论文标题
自动汇编学术写作资源,并通过非正式的单词识别和释义系统进行评估
Automatic Compilation of Resources for Academic Writing and Evaluating with Informal Word Identification and Paraphrasing System
论文作者
论文摘要
我们提出了自动建立学术写作资源的第一种方法。目的是建立一个自动编辑文本的写作援助系统,以便更好地遵守学术写作风格。除了现有的学术资源(例如当代美国英语(COCA)学术单词列表,新的学术单词列表和学术搭配清单)之外,我们还探索了如何动态建立这些资源,这些资源将用于自动识别非正式或非学术单词或短语。资源是使用可以扩展到不同域和语言的不同通用方法来编译的。我们通过系统实施来描述对资源的评估。该系统由非正式的单词识别(IWI),学术候选术产生和释义排名组成。为了生成候选人并在上下文中对其进行排名,我们使用了PPDB和WordNet释义资源。我们在上下文(CONCO)中使用这些概念“全词”词汇替代数据集用于非正式单词识别和释义生成实验。我们的非正式单词识别组件的F-1得分为82%,大大优于分层分类器基线。这项工作的主要贡献是独立于领域的方法,用于为写作辅助工具建立目标资源。
We present the first approach to automatically building resources for academic writing. The aim is to build a writing aid system that automatically edits a text so that it better adheres to the academic style of writing.
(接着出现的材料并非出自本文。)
Issue #1217, opened 2026-08-04
CI: run plugin tests/*.sh, and record the plugin-qualified hook-matcher rule as a cross-plugin convention


claude-cogni-work:
**Plugin:** repo-wide (`.github/workflows`, root `CLAUDE.md`)
**Marketplace:** insight-wave

## Current behavior

No CI job discovers or runs any plugin's `tests/*.sh`. `.github/workflows/lint.yml` runs exactly three jobs, all `python3 scripts/*.py` (breadcrumb guard, external-dispatch guard, version-bump gate). `cogni-consult` alone ships 8 standalone bash test scripts that only ever run when a human remembers to invoke them; other plugins ship more.

This surfaced while fixing a hook whose failure mode was silent by construction — the hook script exits 0 on every path, and a matcher that never matches raises nothing anywhere. A regression test was added for it, but a test nothing runs is documentation, not a guard, and the recurrence would be exactly as undetectable as the original.

## Desired behavior

1. A CI job that discovers and runs plugin `tests/*.sh`, so the existing suites become actual guards. Needs a decision on the contract those scripts must satisfy (they already share a convention: `set -u`, `pass`/`fail` counters, non-zero exit on any failure) and on how long the full sweep may take.
2. A one-line entry under root `CLAUDE.md` § Cross-Plugin Conventions recording the lesson that motivated the fix: **a hook matcher that matches on an agent name must accept the plugin-qualified `plugin:agent` form**, because that is how a plugin-supplied agent is dispatched. Today that fact lives only mid-paragraph in one plugin's dev guide, so the next plugin to add an agent-name matcher hits the same silent no-op.

## Motivation

Both items are the "carry the lesson / enforce it" half of the hook fix, and both are genuinely separable from it: item 1 is repo-wide CI policy touching every plugin's test suite, item 2 edits the shared root guide. Neither belongs inside a single-plugin hook fix, and bundling them would have widened that PR's blast radius from one plugin to the whole repo.

## Acceptance criteria

- [ ] A CI job runs plugin `tests/*.sh` (or a documented, deliberate decision not to, recorded where the convention lives)
- [ ] Root `CLAUDE.md` § Cross-Plugin Conventions states the plugin-qualified agent-name matcher rule
- [ ] `cogni-consult/CLAUDE.md`'s "not CI-enforced, run it by hand" caveat is updated if item 1 lands

claude-cogni-work:
## Triage Report

- **Severity:** S4-enhancement
[...]

PR #1218, opened 2026-08-04
cogni-consult: fix the dead SubagentStart hook matcher

### LINKED ISSUE #1215: cogni-consult: verify the SubagentStart hook event actually fires
## Problem

`cogni-consult/hooks/hooks.json` declares its hook on the event `SubagentStart`:

```json
{
  "hooks": {
    "SubagentStart": [
      {
        "matcher": "^(consult-persona-challenger|consult-empathy-mapper|consult-framework-adherence-reviewer|consult-dashboard-refresher)$",
        ...
      }
    ]
  }
}
```

This is the **only** occurrence of that event name in the repo — every other `hooks.json`
(cogni-portfolio, cogni-visual, cogni-workspace) uses `PreToolUse` or `SessionStart`.
`plugin-dev:plugin-validator` flagged it twice during the review of #1203 and could not
confirm `SubagentStart` is a supported Claude Code hook event. The documented event set
includes `SubagentStop`, which is the near-miss worth ruling in or out.

If the event never fires, the hook is a silent no-op — and the consequence is not cosmetic.
`cogni-consult/CLAUDE.md` states that language reaches subagents *only* through this hook:
a subagent's system prompt is its own body plus a notes block and the environment info, with
no settings `language` key, no `CLAUDE.md`, and no active output style. So a dead event means
the four `consult-*` agents silently lose both the workspace interaction language and
`references/subagent-output-contract.md`.

## Why now

Pre-existing — the hook predates #1203 and that PR did not touch `hooks.json`. It is filed
now because #1203 added a `hooks` keyword to `cogni-consult/.claude-plugin/plugin.json` and
mirrored it into `marketplace.json`, so the plugin now *advertises* this capability at the
marketplace level. Advertising a hook that may not fire is worse than the prior silence.

## Proposed change

1. Confirm whether `SubagentStart` is a supported event on the targeted Claude Code version —
   empirically, not from documentation alone: dispatch one of the four matched agents and check
   whether `hooks/on-subagent-start.sh` actually runs.
2. If it fires: no code change. Record the confirmation in `cogni-consult/CLAUDE.md` next to
   the existing language-delivery note so the next reviewer does not re-raise it.
3. If it does not fire: migrate to a supported seam and re-verify that the interaction language
   plus `references/subagent-output-contract.md` still reach all four agents. Keep the doctrine
   in the reference file, not in the hook script or the agent bodies.

## Acceptance criteria

- [ ] A recorded empirical result — the hook script observably ran (or did not) on a real
      dispatch of one matched `consult-*` agent
- [ ] If unsupported: the four agents receive the interaction language and the output contract
      through a seam that is verified to fire, with the same reference-file indirection
- [ ] If supported: a note in `cogni-consult/CLAUDE.md` recording the verification, so the
      finding stops recurring in plugin-validator runs
- [ ] `cogni-consult` keeps the `hooks` keyword in both `plugin.json` and the `marketplace.json`
      mirror only if the hook demonstrably fires

claude-cogni-work:
Closes #1215.

## Summary

- `hooks/hooks.json`: widen the `SubagentStart` matcher to `^(cogni-consult:)?(consult-persona-challenger|consult-empathy-mapper|consult-framework-adherence-reviewer|consult-dashboard-refresher)$`. A plugin-supplied agent is dispatched under its plugin-qualified name; the shipped bare-name-anchored regex never matched, so the hook was a silent no-op and the four `consult-*` agents received neither the interaction language nor `references/subagent-output-contract.md`.
- `tests/test_subagent_start_hook.sh` (new): standalone bash regression test in the existing `cogni-consult/tests/` convention. Reads the regex back out of `hooks.json` (never a hardcoded copy), derives the agent list from `agents/` (so a fifth agent cannot drift past the loops), pins both the bare and the qualified form, and asserts on the emitted envelope rather than the exit status.
- `CLAUDE.md`: record the empirical verification next to the existing language-delivery doctrine, so the finding stops recurring in `plugin-dev:plugin-validator` runs.
- No version bump; no manifest edit. The `hooks` keyword stays in `plugin.json` and its `marketplace.json` mirror.

## The issue's premise was false

The issue asked whether `SubagentStart` is a supported event. It is — the defect is a matcher that never matches.

| Check | Method | Result |
|---|---|---|
| Is `SubagentStart` supported? | Claude Code changelog: added 2.0.43, refined 2.1.142 / 2.1.199; installed build 2.1.220 | **Yes** |
| Is `on-subagent-start.sh` correct? | Run standalone with `CLAUDE_PLUGIN_ROOT` set | **Yes** — valid envelope, exit 0, carrying the language block, `## Audience`, `## Register`. No silent-empty path even with no workspace resolvable |
| Does the hook reach a matched agent? | Live dispatch of `cogni-consult:consult-dashboard-refresher`, asked to report its injected context | **No** — it received none of it |
| Does the matcher match the dispatched name? | Regex test | Matches bare `consult-dashboard-refresher`; **does not match** `cogni-consult:consult-dashboard-refresher` |

`SubagentStop`, the near-miss the issue suggested, is a different lifecycle point (subagent *finishing*) and is unsuited to dispatch-time context injection — ruled out.

The recurring "could not confirm" signal came from `plugin-dev`'s `scripts/validate-hook-schema.sh`, whose `VALID_EVENTS` whitelist predates the event; it prints `Unknown event type: SubagentStart` and then **exits 0**. That is a warning about the validator, not evidence about the event. `plugin-dev` is an external plugin and cannot be fixed from this repo — flagged upstream, out of scope here.

## What is proven, and what is not

Everything in the table above was established by execution before this PR, and the regression test was confirmed to actually bite: reverting `hooks.json` to the old regex fails exactly the four qualified-name assertions and nothing else.

**Not proven, and not provable in the authoring session:** that the widened matcher fires. Hooks load at session start, and the session loads the plugin from the installed cache rather than from this branch — so post-fix confirmation requires the merge, a plugin-cache refresh, and a *new* session. That check is the last item of the test plan below, not a claim made here. The qualified-name explanation is well-evidenced (script always emits + nothing arrived + regex demonstrably rejects the qualified string), but it remains an inference. If the post-merge check still shows nothing, reopen rather than treating this as shipped.

## Scope decisions

- **`consult-dashboard-refresher` stays in the matcher.** It is the one matched agent with no `interaction_language` input and no `## Output Contract` section, and it emits no free user-facing prose — so dropping it is arguable. Not done here: nothing is defective about its inclusion, the injection is small and non-blocking, and it is the cheapest live probe for the post-merge verification.
- **Widened rather than replaced the seam.** A `"*"` matcher was rejected — it would inject the cogni-consult register contract into every other plugin's subagents. Migrating to a skill-level seam (passing the contract at each of the ~7 dispatch call sites) was rejected too: the hook and script are correct and the call sites already pass `interaction_language` correctly, so a one-line matcher fix has a far smaller blast radius than editing five SKILL.md files.
- **No follow-up issue filed.** The remaining work is one post-merge observation, listed in the test plan — not a separable deliverable.

## Test plan

- [x] `bash cogni-consult/tests/test_subagent_start_hook.sh` — 15 assertions, all `OK`, exit 0.
- [x] Negative control: restoring the old regex fails exactly the 4 qualified-form assertions, exit 1.
- [x] All 7 sibling tests in `cogni-consult/tests/` still pass.
- [x] `hooks.json` parses as JSON.
- [x] `git diff origin/main -- cogni-consult/.claude-plugin/plugin.json .claude-plugin/marketplace.json` is empty — no version touched, `hooks` keyword retained.
- [x] Repo guards clean: `check-breadcrumbs.py`, `check-version-bump.py`, `check-external-dispatch.py` all exit 0 with zero violations.
- [ ] **Post-merge, new session (the one open item):** once the plugin cache refreshes to the merged version, dispatch a matched agent (e.g. `cogni-consult:consult-dashboard-refresher`) and ask it to report the context it was given. Expect `# Interaction language and output register`, `## Language (workspace default)`, `## Audience`, `## Register`. If absent, reopen — the qualified-name hypothesis is wrong and the next step is to capture the literal string the harness matches against.

## Follow-up issues

- #1217 — no CI job discovers plugin `tests/*.sh`, so this regression test (and the 7 existing cogni-consult suites) only run by hand; and the plugin-qualified matcher rule belongs in root `CLAUDE.md` § Cross-Plugin Conventions where the next plugin author will find it. Both are repo-wide and deliberately kept out of this single-plugin fix.


claude-cogni-work:

Authored under the two-instance posture (`--role author`), so this PR stays draft and carries `svc:needs-review`. The merger instance forms its own acceptance checklist from the issue before reading this diff.

**Issue:** #1215 · **Follow-up filed:** #1217

### What a reviewer should check hardest

The fix rests on an **inference**, and the PR says so: the hook was proven dead (script emits correctly standalone, a live matched-agent dispatch received nothing) and the shipped regex was proven not to match the plugin-qualified name — but that the *widened* regex fires cannot be shown from the authoring session, because hooks load at session start from the installed plugin cache, not from this branch. The post-merge check is the one unchecked box in the test plan. If a reviewer wants that closed before merge rather than after, that is a legitimate call to make here.

### Verification already run

- New test: 15 assertions, exit 0.
- Negative control: reverting `hooks.json` to the old regex fails exactly the 4 qualified-name assertions, exit 1 — the test provably bites.
- All 7 sibling `cogni-consult` tests still pass.
- `check-breadcrumbs.py`, `check-version-bump.py`, `check-external-dispatch.py` — all exit 0, zero violations. No version touched.

### Deliberate scope boundaries

- `consult-dashboard-refresher` kept in the matcher (argued in the PR body).
- Bare-name matching kept as an explicitly-labelled hedge, not an observed requirement.
- CI test discovery and the root `CLAUDE.md` convention line went to #1217 rather than widening this single-plugin fix repo-wide.

sdh07:

_The merger formed this expectation from issue #1215 before checking out the PR head — the review grades the diff against it._

**Expected approach:** A correct fix must establish by observation (not documentation) whether the SubagentStart hook actually delivers its additionalContext to the four consult-* agents, leave that delivery path working, and record the observation durably next to the existing doctrine bullet in cogni-consult/CLAUDE.md:143. The issue frames this as a binary (fires -> doc note only; does not fire -> migrate seam), but the base code points at a third and more likely diagnosis the issue does not name: cogni-consult/hooks/hooks.json:5 anchors its matcher fully (^(...)$) on BARE agent names, while every cross-plugin reference in this plugin uses the plugin-qualified cogni-consult:<name> form (cogni-consult/skills/consult-design-thinking/SKILL.md:183, skills/consult-resume/SKILL.md:205, README.md:57-64) — so a qualified dispatch name would never match and the hook is a silent no-op even though the event itself is fine. Under that diagnosis the expected change is a one-line widening of the matcher to accept both name forms while staying anchored and staying narrow (never '*' or '.*', which would inject cogni-consult's register contract into every other plugin's subagents), plus a standalone regression test under cogni-consult/tests/ following the test_register_generator.sh convention (set -u not set -e, mktemp -d + trap, pass/fail counters, stdlib-only per cogni-consult/CLAUDE.md:175) that reads the regex OUT of hooks.json rather than hardcoding a copy. Invariants the fix must preserve: the register doctrine stays in references/subagent-output-contract.md (read at hooks/on-subagent-start.sh:46) and is never inlined into the hook script or the four agents/consult-*.md bodies; the event key in hooks.json stays equal to the hookEventName emitted at on-subagent-start.sh:116; and no version is touched in cogni-consult/.claude-plugin/plugin.json or the root .claude-plugin/marketplace.json mirror (root CLAUDE.md:107-112, CI 'Version-bump gate').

On top of existing academic resources, such as the Corpus of Contemporary American English (COCA) academic Word List, the New Academic Word List, and the Academic Collocation List, we also explore how to dynamically build such resources that would be used to automatically identify informal or non-academic words or phrases. The resources are compiled using different generic approaches that can be extended for different domains and languages. We describe the evaluation of resources with a system implementation. The system consists of an informal word identification (IWI), academic candidate paraphrase generation, and paraphrase ranking components. To generate candidates and rank them in context, we have used the PPDB and WordNet paraphrase resources. We use the Concepts in Context (CoInCO) "All-Words" lexical substitution dataset both for the informal word identification and paraphrase generation experiments. Our informal word identification component achieves an F-1 score of 82%, significantly outperforming a stratified classifier baseline. The main contribution of this work is a domain-independent methodology to build targeted resources for writing aids.